## Exercise instructions
Locate the line that contains "Sorry I missed" in the entries below. Retype it and all following lines through the final one, character for character.

START Provided records

PR #91, opened 2016-03-25
Sprint 44 TLT-2376 Look for the new uib template path

rascalking:
Sorry I missed this.  The angular-ui-bootstrap project changed the path they look for their built-in templates on, and our "don't add `resource_link_id` to the url for uib template urls" logic needed to know about it.


elliottyates:
:+1:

END Provided records

## Response area
Sorry I missed this.  The angular-ui-bootstrap project changed the path they look for their built-in templates on, and our "don't add `resource_link_id` to the url for uib template urls" logic needed to know about it.


elliottyates:
:+1:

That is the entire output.